Context. 0.1–10 MeV observations of the black hole microquasar Cygnus X-1 have shown the presence of a spectral feature in the form of a power law in addition to the standard black body (0.1–10 keV) and Comptonization (10–200 keV) components observed by INTEGRAL in several black-hole X-ray binaries. This so-called “high-energy tail” was recently shown to be strong in the hard spectral state of Cygnus X-1, and, in this system, has been interpreted as the high-energy part of the emission from a compact jet. Aims. This result was nevertheless obtained from a data set largely dominated by hard state observations. In the soft state, only upper limits on the presence and hence the potential parameters of a high-energy tail could be derived. Using an extended data set, we aim to obtain better constraints on the properties of this spectral component in both states. Methods. We make use of data obtained from about 15 years of observations with the INTEGRAL satellite.
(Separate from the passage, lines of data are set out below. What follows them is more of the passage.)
PR #510, opened 2020-05-29
Fixes #29963 - Manage services without foreman-maintain

ekohl:
Currently foreman-maintain is called to stop and start services in the EL7 upgrade. However, foreman-maintain is unavailable on Debian. It's also possibly a circular problem because foreman-maintain depends on the installer for certain actions so it is possible to end up in an infinite loop.

Successor to https://github.com/theforeman/foreman-installer/pull/461

Currently not entirely tested. The list of service names is also likely to be incomplete.

### DIFF
--- a/hooks/boot/04-services.rb
+++ b/hooks/boot/04-services.rb
@@ -1,0 +1,44 @@
+require 'open3'
+
+module ServicesHookContextExtension
+  ALL_POSSIBLE_SERVICES = [
+    '*mongo*', # Used by Pulp 2
+    '*redis*', # Used by Foreman/Dynflow and Pulpcore
+    'apache.service', # Apache on Debian
+    'dynflow*',
+    'foreman*',
+    'httpd.service', # Apache on Red Hat
+    'postgresql*', # Used by Foreman/Dynflow and Pulpcore
+    'pulp*',
+    'qdrouterd.service', # Used by Pulp 2
+    'qpidd.service', # Used by Pulp 2
+    'smart_proxy_dynflow_core.service', # Used by Foreman Proxy
+    'tomcat.service', # Candlepin
+    'squid.service', # Used by Pulp 2
+  ].freeze
+
+  def start_services(services)
+    raise "Services must be specified" if services.empty?
+
+    logger.debug("Starting services #{services.join(', ')}")
+    stdout_and_stderr_str, status = Open3.capture2e('systemctl', 'start', *services)
+    fail_and_exit("Failed to start services: #{stdout_and_stderr_str}", status.exitstatus) unless status.success?
+  end
+
+  def stop_services(services = ALL_POSSIBLE_SERVICES)
+    raise "Can't stop all services" if services.empty?
+
+    logger.debug('Getting running services')
+    stdout_str, stderr_str, status = Open3.capture3('systemctl', 'list-units', '--no-legend', '--type=service,socket', '--state=running', *services)
+    fail_and_exit("Failed to get running services: #{stderr_str}", status.exitstatus) unless status.success?
+    running = stdout_str.lines.map { |line| line.split.first }
+    logger.debug("Found running services #{running.inspect}")
+    return if running.empty?
+
+    logger.debug("Stopping running services #{running.join(', ')}")
+    stdout_and_stderr_str, status = Open3.capture2e('systemctl', 'stop', *running)
+    fail_and_exit("Failed to stop running services: #{stdout_and_stderr_str}", status.exitstatus) unless status.success?
+  end
+end
+
+Kafo::HookContext.send(:include, ServicesHookContextExtension)
--- a/hooks/boot/03-foreman-maintain-extensions.rb
+++ b/hooks/boot/03-foreman-maintain-extensions.rb
@@ -15,17 +15,6 @@ module ForemanMaintainHookContextExtension
     foreman_maintain('packages unlock --assumeyes', true)
   end
 
-  def start_services(services)
-    foreman_maintain("service start --only=#{services.join(',')}", true)
-  end
-
-  def stop_services(services = nil)
-    command = "service stop"
-    command = "service stop --only=#{services.join(',')}" if services
-
-    foreman_maintain(command, true)
-  end
-
   def foreman_maintain(command, exit_on_fail = false)
     command = "foreman-maintain #{command}"
     status = execute_command(command, false, true)
--- a/spec/services_hook_extensions_spec.rb
+++ b/spec/services_hook_extensions_spec.rb
@@ -1,0 +1,184 @@
+require 'spec_helper'
+require 'kafo/hook_context'
+require_relative '../hooks/boot/04-services'
+
+describe 'ForemanMaintainHookContextExtension' do
+  let(:kafo) { instance_double('KafoConfigure') }
+  let(:logger) { instance_double('Logger') }
+  let(:context) { Kafo::HookContext.new(kafo) }
+
+  before do
+    allow(context).to receive(:logger).and_return(logger)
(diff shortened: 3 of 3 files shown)


ekohl:
After this is merged, we can also drop https://github.com/theforeman/foreman-packaging/blob/9a6c36d20882630001d61d59f81f1e3197f603e5/packages/foreman/foreman-installer/foreman-installer.spec#L26

hooks/boot/04-services.rb
```diff
@@ -0,0 +1,36 @@
+require 'open3'
+
+module ServicesHookContextExtension
+  ALL_POSSIBLE_SERVICES = [
```
ekohl, line 4: I already know qpid and friends is currently missing. Question is, do we wait for qpid to disappear or also list it here?

ehelms:
And add it here https://github.com/theforeman/foreman-packaging/blob/9a6c36d20882630001d61d59f81f1e3197f603e5/packages/foreman/foreman-installer/foreman-installer.spec#L50

I get the theoretical concern around circular problems (though in a couple years we have yet to face any). And I get the issues with foreman-maintain not being available on Debian (though outside of packaging it I don't see why it couldn't be present on Debian). 

My concern is that this duplicates logic and it creates division between Foreman and Katello scenarios where our goal has been to bring congruence.

hooks/boot/04-services.rb
```diff
@@ -0,0 +1,36 @@
...
+    'httpd.service', 'apache.service', # RH vs Debian
+    'postgresql*',
+    'foreman*',
+    'dynflow*',
+    '*mongo*',
+    '*redis*',
+    'pulp*',
```
ehelms, line 12: If we are considering all services that are stopped as of today:

 * tomcat
 * puppet
 * puppetserver
 * smart_proxy_dynflow_core

Things going away soon:

 * qpidd
 * qdrouterd
 * squid

ekohl:
> I get the theoretical concern around circular problems (though in a couple years we have yet to face any).

Likely because until recently the installer didn't depend on foreman-maintain.

> My concern is that this duplicates logic and it creates division between Foreman and Katello scenarios where our goal has been to bring congruence.

On the other hand, I'd argue this is much better logic since it's much more focused and it utilizes the parallelization that systemd offers.

Also note that we don't care about starting all services, just the individual ones we need for an action. That means we can get away with globbing.

We can also improve things. For example, resetting the databases shouldn't require us to stop Apache. If the foreman service is unavailable, we can render a proper HTTP 502 page. Resetting the databases also doesn't require us to stop puppet and puppetserver. If we're going that route, there really is no point in using foreman-maintain.

ehelms:
> Likely because until recently the installer didn't depend on foreman-maintain.
> 
> >

Just adding data to the discussion, been relying on it since over 1.5+ years, dating back to the great merging of the installers even (https://github.com/theforeman/foreman-installer/commit/e8ce73a008d882aaf14ce31198aeac5624fd28a3#diff-ceb7d70cfab1a466aef1539a90401046)

hooks/boot/04-services.rb
ehelms: Can you add tomcat to the list?

hooks/boot/04-services.rb
```diff
@@ -0,0 +1,36 @@
...
+  ]
+
+  def start_services(services)
+    raise "Services must be specified" if services.empty?
```
ehelms, line 21: Are you expecting Kafo to catch this and deal with it? Otherwise I think we can to use `fail`

hooks/boot/04-services.rb
```diff
@@ -0,0 +1,36 @@
...
+
+    logger.debug("Starting services #{services.join(', ')}")
+    stdout_and_stderr_str, status = Open3.capture2e('systemctl', 'start', *services)
+    fail_and_exit("Failed to start services: #{stdout_and_stderr_str}", status.exitstatus) unless status.success?
```
ehelms, line 25: Whats the reason behind the combined stdout and stderr here? (vs just putting stderr out)

ehelms:
Can you fix the tests up.

ekohl:
> Can you fix the tests up.

That's IMHO just Rubocop being stupid.

hooks/boot/04-services.rb
ekohl: Passing an empty array is incorrect API use and the goal of this is to slap the developer. Users should not see this. The alternative is to just return.

hooks/boot/04-services.rb
ekohl: I wasn't quite sure about the output. just grabbing the entire output allows to debug was my reasoning. Didn't think it through that much.

ehelms:
Rules are rules it blocks this change from going in :)

hooks/boot/04-services.rb
ehelms: Suppose its a starting place.

hooks/boot/04-services.rb
ehelms: This was mostly around the nuance of raise vs fail in Ruby -- https://gist.github.com/Integralist/8058ac54088408d9aadc

ekohl: TIL. Thanks!

ekohl:
So I've updated it and the tests pass. I'll see about testing this on a real system.

ehelms:
Is this ready to be taken out of Draft?

ekohl:
Code wise I think this is ready but I haven't tested this myself on an actual system.

ekohl:
Testing on a real system showed that I had 2 issues:
* Empty output was not dealt with
* The incorrect variable was used (services instead of running)

Will update and expand the tests to cover this.

ekohl:
Now tested on a real system, both with httpd.service running and not running.

hooks/boot/04-services.rb
```diff
@@ -0,0 +1,44 @@
...
+    'postgresql*', # Used by Foreman/Dynflow and Pulpcore
+    'pulp*',
+    'qdrouterd.service', # Used by Pulp 2
+    'qpidd.service', # Used by Pulp 2
+    'smart_proxy_dynflow_core.service', # Used by Foreman Proxy
+    'tomcat.service', # Candlepin
+    'squid.service', # Used by Pulp 2
+  ].freeze
+
+  def start_services(services)
```
ehelms, line 20: Can this default to ALL_POSSIBLE_SERVICES similar to stop_srevices?

ehelms: I see this doesn't handle well from systemd:

```
Failed to start services: Failed to start apache.service: Unit not found.
Failed to start smart_proxy_dynflow_core.service: Unit not found.
[ERROR 2020-07-01T14:57:11 verbose] Failed to start services: Failed to start apache.service: Unit not found.
Failed to start smart_proxy_dynflow_core.service: Unit not found.
```

So while I feel it should be possible to just start everything, forcing a developer to define what to start is OK too given this response from systemd.

ekohl: > Can this default to ALL_POSSIBLE_SERVICES similar to stop_srevices?

IMHO no since this is mostly used to start services prior to a migration. In that case you only want to start really what's needed.
```
$ rg start_services
spec/services_hook_extensions_spec.rb
15:  context 'start_services' do
16:    subject { context.start_services(services) }

hooks/boot/04-services.rb
20:  def start_services(services)

hooks/pre/30-el7_upgrade_postgresql.rb
2:  start_services(['postgresql'])

katello/hooks/pre/10-reset_feature.rb
8:    start_services(['postgresql'])
```

ekohl:
Updated with corrected indentation in the tests to please Rubocop.

ehelms (approved):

The data set is separated into the different states and we analyze stacked state-resolved spectra obtained from the X-ray monitors, the gamma-ray imager, and the gamma-ray spectrometer (SPI) onboard. Results. A high-energy component is detected in both states, confirming its earlier detection in the hard state and its suspected presence in the soft state with INTEGRAL, as seen in a much smaller SPI data set. We first characterize the high-energy tail components in the two states through a model-independent, phenomenological analysis. We then apply physical models based on hybrid Comptonization (eqpair and belm). The spectra are well modeled in all cases, with a similar goodness of the fits. While in the semi-phenomenological approach the high-energy tail has similar indices in both states, the fits with the physical models seem to indicate slightly different properties. Based on this approach, we discuss the potential origins of the high-energy components in both the soft and hard states, and favor an interpretation where the high-energy component is due to a compact jet in the hard state and hybrid Comptonization in either a magnetized or nonmagnetized corona in the soft state.